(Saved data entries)
PR #273, opened 2024-05-16
Account Settings

aprilslis:
UI, Viewmodel, tests for Account Settings. It is fully integrated with backend.

On this screen, Users can edit the information we have about them. The name fields are mandatory, and the rest is optional (since this stuff needs to be edited by the user because we don't get it from firebase). It is integrated with the bottom navigation bar and the main setting screen.

I haven't yet added the UI/sliders for the dietary restrictions because of time constraint, but I think this will be sufficient for M3 and then will add those in M4. The backend is setup for them already

Screenshot 2024-05-16 at 1 18 58 PM

### DIFF
--- a/app/src/main/java/com/github/se/polyfit/MainActivity.kt
+++ b/app/src/main/java/com/github/se/polyfit/MainActivity.kt
@@ -4,6 +4,8 @@ import android.app.Application
 import android.os.Bundle
 import androidx.activity.ComponentActivity
 import androidx.activity.compose.setContent
+import androidx.compose.foundation.layout.padding
+import androidx.compose.ui.Modifier
 import androidx.core.view.WindowCompat
 import androidx.core.view.WindowInsetsCompat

What the task requires
Only a number is expected here: how many lines of the records above contain "main".

Your response
3